And Did Those Feet In Ancient Times: JERUSALEM by Alan Moore

JERUSALEM by Alan Moore

(Liveright, 2016)

Jerusalem

Jerusalem, 2016

Jerusalem, by Alan Moore, is the reasons I haven’t posted much on this blog over the past two years. I purchased the book when it came out toward the end of 2016 and started to read it right away. Now, two years later, I’ve managed to finish the novel. The problem was that I decided not to spend much time on book reviews until I finished it. When I started to write full-time three years ago, my personal time became precious and I found it hard to devote much of it to side projects.

In some ways, it’s impossible to review Jerusalem. The book is a masterpiece! It’s a million words in length and one of the longest books ever written in the English language. Take that, Samuel Richardson! As I said to one friend, how do you review the Mona Lisa or the Churches of Lalibela? You can’t. All a person can do is stand and look at them in awe. Alan Moore didn’t even end up on the short list for the 2016 Noble Prize? This is a cultural crime!

So, you ask, what is this book about? It’s about Moore’s old Northampton neighborhood, which he terms “the boroughs” throughout the book. However, we don’t just see the outer, physical Northampton; we see it as a collection of ectoplasm layers. It’s all part of a multiverse created by the “builders”. These are angelic creatures who work to construct the “mansoul” or continuous reality of the boroughs.

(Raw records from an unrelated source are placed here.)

PR #11330, opened 2026-04-27
feat!: Replace `IotaAddress` with SDK `Address`

DaughterOfMars:

This PR replaces `IotaAddress` (previously defined in `iota-types`) with the
original name `IotaAddress`, so most existing imports continue to work
unchanged.

## What changed

- The local `pub struct IotaAddress([u8; IOTA_ADDRESS_LENGTH])` definition
  and its inherent impls in
  [crates/iota-types/src/base_types.rs](crates/iota-types/src/base_types.rs)
  are removed. `IotaAddress` is now a re-export:
  `pub use iota_sdk_types::Address as IotaAddress;`

## Call-site adjustments

Because the SDK `Address` has a slightly different surface than the old
`IotaAddress`, a few call sites had to be updated rather than relying on the
re-export:

- `IotaAddress::random_for_testing_only()` is replaced by the SDK's
  `IotaAddress::random()` everywhere (tests, fuzzers, sample data builders).
- `IotaAddress::default()` is replaced by `IotaAddress::ZERO` in
  [effects_v1.rs](crates/iota-types/src/effects/effects_v1.rs); the SDK type
  no longer derives `Default`, but exposes the same zero-value via the
  `ZERO` associated constant.
- `IotaAddress::try_from(bytes)` / `IotaAddress::try_from(&bytes[..])` are
  replaced by `IotaAddress::from_bytes(...)`. The SDK signature is
  `from_bytes(&[u8])` rather than `from_bytes<T: AsRef<[u8]>>`, so a few call
  sites pass `&vec` / `&arr` explicitly (e.g.
  [iota-json/src/lib.rs](crates/iota-json/src/lib.rs),
  [base_types_tests.rs](crates/iota-types/src/unit_tests/base_types_tests.rs)).
- The blanket `impl<T: IotaPublicKey> From<&T> for IotaAddress` is removed
  (the SDK type cannot host downstream-trait impls). It is replaced by a
  free function `address_from_iota_pub_key` in `iota-types::base_types`,
  used from
  [crypto.rs](crates/iota-types/src/crypto.rs) and
  [iota-keys/src/key_derive.rs](crates/iota-keys/src/key_derive.rs) where
  the previous `kp.public().into()` shorthand was used.
- `From<IotaAddress> for AccountAddress` and the `AsRef<[u8]>` impl are
  removed. Conversions to `move_core_types::AccountAddress` are now spelled
  `AccountAddress::new(addr.into_bytes())` (and the reverse uses
  `IotaAddress::new(account_addr.into_bytes())` /
  `IotaAddress::from(account_addr.into_bytes())`). Affected files include
  [base_types.rs (`TxContext`)](crates/iota-types/src/base_types.rs),
  [iota-json/src/lib.rs](crates/iota-json/src/lib.rs),
  [iota_sdk_types_conversions.rs](crates/iota-types/src/iota_sdk_types_conversions.rs),
  and the Move natives crates under
  [external-crates/move/crates/iota-framework/latest/iota-move-natives](external-crates/move/crates/iota-framework/latest/iota-move-natives/).
- `addr.0` field access and `addr.to_inner()` are replaced by
  `addr.into_bytes()` (or `addr.as_bytes()` where a borrow is enough); the
  inner byte array is no longer publicly accessible as a tuple field.
- `Debug` output changes from the old custom `0x...` form to the SDK's
  derived form; one assertion in
  [base_types_tests.rs](crates/iota-types/src/unit_tests/base_types_tests.rs)
  is updated to use `Display` (`{id}`) instead of `Debug` (`{id:?}`).
- The `proptest_derive::Arbitrary` derive that gated on the local
  `fuzzing` feature is dropped; the SDK type provides its own `Arbitrary`
  impl, so the `fuzzing` feature on `iota-types` no longer needs to forward
  it for `IotaAddress`.

A large number of call sites are touched purely to rename
`random_for_testing_only` -> `random` and to swap a handful of `from`/`into`
hops for `into_bytes()` / `IotaAddress::new(...)`; those changes are mechanical
and don't alter behavior.

### Release Notes

- [ ] Protocol:
- [ ] Indexer:
- [ ] JSON-RPC:
- [ ] GraphQL:
- [ ] CLI:
- [x] Rust SDK: Some methods have been removed from `IotaAddress` due to
  crate externalization (`iota-sdk-types::Address` is replacing
  `iota-types::IotaAddress`). Notably, `random_for_testing_only` is renamed
  to `random`, `to_inner` / tuple-field access is replaced by `into_bytes`,
  `try_from(&[u8])` / `try_from(Vec<u8>)` are replaced by
  `from_bytes(&[u8])`, the blanket `From<&IotaPublicKey>` impl is replaced
  by the `address_from_iota_pub_key` free function, and `Default` is no
  longer derived (use `IotaAddress::ZERO`).
- [ ] gRPC:


crates/iota-adapter-transactional-tests/tests/deny_list_v1/coin_deny_and_undeny_receiver.snap
```diff
@@ -40,8 +40,8 @@ Epoch advanced: 1
 
 task 6, lines 50-52:
 //# run iota::pay::split_and_transfer --args object(1,0) 1 @B --type-args test::regulated_coin::REGULATED_COIN --sender A
-Error: Transaction Effects Status: Address B is denied for coin test::regulated_coin::REGULATED_COIN
-Execution Error: ExecutionError: ExecutionError { inner: ExecutionErrorInner { kind: AddressDeniedForCoin { address: B, coin_type: "test::regulated_coin::REGULATED_COIN" }, source: None, command: None } }
+Error: Transaction Effects Status: Address Address("B") is denied for coin test::regulated_coin::REGULATED_COIN
```
valeriyr: This message looks worse than before. As I see, the Display implementation has changed. Is this expected?

jkrvivian (approved):

piotrm50 (approved):

crates/iota-adapter-transactional-tests/tests/deny_list_v1/coin_deny_and_undeny_receiver.snap
DaughterOfMars: This is the debug impl. We intend to ultimately change all of these messages to use Display which will revert these changes but this is widespread

thibault-martinez: Can you remind why we're not already using Display in this PR?

DaughterOfMars: It's widespread

thibault-martinez: But we are already touching the snapshots?

DaughterOfMars: Do you want me to spend the rest of the day hunting down all of these locations and bloat the PR with hundreds more snapshot changes?

thibault-martinez: Then if that's fine with @valeriyr, we open an issue to deal with this later

kodemartin (changes requested):
looks good with the suggestion to preserve log/span shape after the `Debug` change this patch introduces. More specifically

- Replace `debug!(?owner, ...) → debug!(%owner, ...)` at `coin_api.rs:181` and `:197`.
- Replace `#[instrument(skip(self))] → #[instrument(skip(self, owner), fields(owner = %owner))]` (or `address` per signature) at 
```
- coin_api.rs:94 get_coins(owner)                                                                                                                                                                                                                         
- coin_api.rs:123 get_all_coins(owner)
- coin_api.rs:169 get_balance(owner)                                                                                                                                                                                                                      
- coin_api.rs:194 get_all_balances(owner)
- indexer_api.rs:201 get_owned_objects(address)                                                                                                                                                                                                           
- indexer_api.rs:567 iota_names_reverse_lookup(address)                                                                                                                                                                                                   
- indexer_api.rs:597 iota_names_find_all_registration_nfts(address)
- governance_api.rs:377 get_stakes(owner)                                                                                                                                                                                                                 
- governance_api.rs:392 get_timelocked_stakes(owner)
```

crates/iota-adapter-transactional-tests/tests/deny_list_v1/coin_deny_and_undeny_receiver.snap
valeriyr: yes, I am good

valeriyr (approved):

crates/iota-core/src/unit_tests/batch_transaction_tests.rs
```diff
@@ -52,7 +52,9 @@ async fn test_batch_transaction_ok() -> anyhow::Result<()> {
                 vec![],
                 vec![
                     CallArg::Pure(16u64.to_le_bytes().to_vec()),
-                    CallArg::Pure(bcs::to_bytes(&AccountAddress::from(sender)).unwrap()),
+                    CallArg::Pure(
+                        bcs::to_bytes(&AccountAddress::new(sender.into_bytes())).unwrap(),
```
Thoralf-M, line 56: Could be also just `sender.into_bytes().to_vec()` I think, same below

crates/iota-core/src/test_utils.rs
```diff
@@ -230,7 +230,7 @@ pub fn make_transfer_object_move_transaction(
 ) -> Transaction {
     let args = vec![
         CallArg::Object(ObjectArg::ImmOrOwnedObject(object_ref)),
-        CallArg::Pure(bcs::to_bytes(&AccountAddress::from(dest)).unwrap()),
+        CallArg::Pure(bcs::to_bytes(&AccountAddress::new(dest.into_bytes())).unwrap()),
```
Thoralf-M, line 233: Also here just dest.into_bytes().to_vec()

kodemartin (approved):

crates/iota-core/src/unit_tests/batch_transaction_tests.rs
DaughterOfMars: I'd rather keep using the accountaddress impl to avoid possible future incompatabilities

Thoralf-M: Sure, not a big issue anyways

Thoralf-M (approved):

Alex6323 (approved):

thibault-martinez (approved):

semenov-vladyslav (approved):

The book jumps all over the place, time-wise, but it does have a point and direction. The end game is to get us to an opening at a local gallery by an artist named Alma Warren. I won’t say any more about the opening, other than Alama is a stand-in, in some ways, for Moore himself. There’s also her brother Mick, whom is headed toward the same direction. However, you’ll have to wade through this massive book yourself to learn how Moore wraps it up. Much of the second section is told from the viewpoint of Michael “Mick” Warren while he undergoes a near-death experience. As a toddler, he swallows a gumdrop and chokes. This incident forces his mother to run for the doctor. However, in the meantime, little Michael has a vision of the ghostly inhabitants of the boroughs. He accompanies a group of spectral children, known as the “Dead Dead Gang”, while they make their rounds. Along the way, we learn about the ghost-steam and how a game of billiards at the top level between is affected by Michael’s existence.

The reader must prepare themselves for Moore’s mastery of dialect:

“The ghost-seam’s what it saynds like. It’s a ragged seam what joins the Upstairs to the Dayn-below, and it’s where all the real ghosts ’ang ayt, all the ones what don’t feel comfortable up ’ere. It’s like the Second Borough’s on the top with the First Borough underneath, and in between them there’s the ghost-seam, like when yer go in a pub and all the fag-smoke’s ’anging in the air like a grey blanket, wobblin’ abayt when people move and cause a draught. That’s what the ghost-seam’s like. ’Ere, look ’ere on the right. It’s Spring Lane Terrace, what I said abayt, one of the streets what got pulled dayn to make the playing field.”

One of the reasons I won’t give away much of the plot is that a certain West Coast reviewer, whom I will not dignify to mention, already has done so. He also turned up his nose at Moore, who wasn’t pure enough for the reviewer’s postmodern brain. I will say no more.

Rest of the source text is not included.